Start of Input data

PR #4812, opened 2024-10-21
[Hota] SeafaringAcademy. Initial PR

SoundSSGood:
While working on the implementation of the seafaringAcademy from Hota, I decided to split PR into several. This is the first one.

- Fixed assert
- CArtPlace now contains ArtifactID instead of artifact instance.
- CSecSkillPlace added. Similar to CArtPlace. For now both are placed in CComponentHolder. I'll decide later where it would be best to place it. I also plan to add other places here.
- various minor fixes

### DIFF
--- a/client/widgets/CArtifactsOfHeroAltar.cpp
+++ b/client/widgets/CArtifactsOfHeroAltar.cpp
@@ -22,6 +22,8 @@
 CArtifactsOfHeroAltar::CArtifactsOfHeroAltar(const Point & position)
 {
 	init(position, std::bind(&CArtifactsOfHeroBase::scrollBackpack, this, _1));
+	setClickPrassedArtPlacesCallback(std::bind(&CArtifactsOfHeroBase::clickPrassedArtPlace, this, _1, _2));
+	setShowPopupArtPlacesCallback(std::bind(&CArtifactsOfHeroBase::showPopupArtPlace, this, _1, _2));
 	enableGesture();
 	// The backpack is in the altar window above and to the right
 	for(auto & slot : backpack)
--- a/client/widgets/CArtifactsOfHeroAltar.cpp
+++ b/client/widgets/CArtifactsOfHeroAltar.cpp
@@ -22,7 +22,7 @@
 CArtifactsOfHeroAltar::CArtifactsOfHeroAltar(const Point & position)
 {
 	init(position, std::bind(&CArtifactsOfHeroBase::scrollBackpack, this, _1));
-	setClickPrassedArtPlacesCallback(std::bind(&CArtifactsOfHeroBase::clickPrassedArtPlace, this, _1, _2));
+	setClickPressedArtPlacesCallback(std::bind(&CArtifactsOfHeroBase::clickPressedArtPlace, this, _1, _2));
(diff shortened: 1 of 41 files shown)


lib/CSkillHandler.cpp
```diff
@@ -45,7 +45,7 @@ int32_t CSkill::getIndex() const
 
 int32_t CSkill::getIconIndex() const
 {
-	return getIndex(); //TODO: actual value with skill level
+	return getIndex() * 3 + 3; //TODO: actual value with skill level
```
SoundSSGood, line 48: Tried to fix, but still doesn't return index depending on level.

client/widgets/CArtifactsOfHeroAltar.cpp
```diff
@@ -22,6 +22,8 @@
 CArtifactsOfHeroAltar::CArtifactsOfHeroAltar(const Point & position)
 {
 	init(position, std::bind(&CArtifactsOfHeroBase::scrollBackpack, this, _1));
+	setClickPrassedArtPlacesCallback(std::bind(&CArtifactsOfHeroBase::clickPrassedArtPlace, this, _1, _2));
```
IvanSavenko, line 25: You might want to do search and replace Prassed -> Pressed
```suggestion
	setClickPressedArtPlacesCallback(std::bind(&CArtifactsOfHeroBase::clickPressedArtPlace, this, _1, _2));
```

lib/CSkillHandler.cpp
IvanSavenko: One option would be to add an override. 
Check getNameSingular / getNamePlural in CCreature.

So, CSkill will have private `getIconIndex()` override that returns... well any arbitrary-selected level (basic?)
And public getIconIndex(int skillMasterLevel) that returns icon for specified mastery.

So all code that calls Entity::getIconIndex() will still work and get some icon, and all code that is aware that this is a skill will need to specify mastery.

client/widgets/markets/TradePanels.h
```diff
@@ -28,19 +28,19 @@ class CTradeableItem : public SelectableSlot, public std::enable_shared_from_thi
 	using ClickPressedFunctor = std::function<void(const std::shared_ptr<CTradeableItem>&)>;
 
 	EType type;
-	int id;
-	const int serial;
+	int32_t id;
+	const int32_t serial;
```
IvanSavenko, line 32: Not sure if it worth the effort, but you could use `VariantIdentifier` here.
Check TradeItemSell / TradeItemBuy defines for example.

IvanSavenko:
BTW - you are aware of current (incomplete) implementation of Seafaring Academy, right? 
Although it is mostly "university with navigation + 2 skills" right now.

SoundSSGood:
> BTW - you are aware of current (incomplete) implementation of Seafaring Academy, right? Although it is mostly "university with navigation + 2 skills" right now.

Right

client/widgets/markets/TradePanels.h
SoundSSGood: I assume that CTradeableItem will not have an id field at all. It will be in CComponentHolder. But that will be later.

End of Input data

Your instructions >> Tell me how many lines of the records include the word "actual", and say nothing else.

Exercise answer >> 2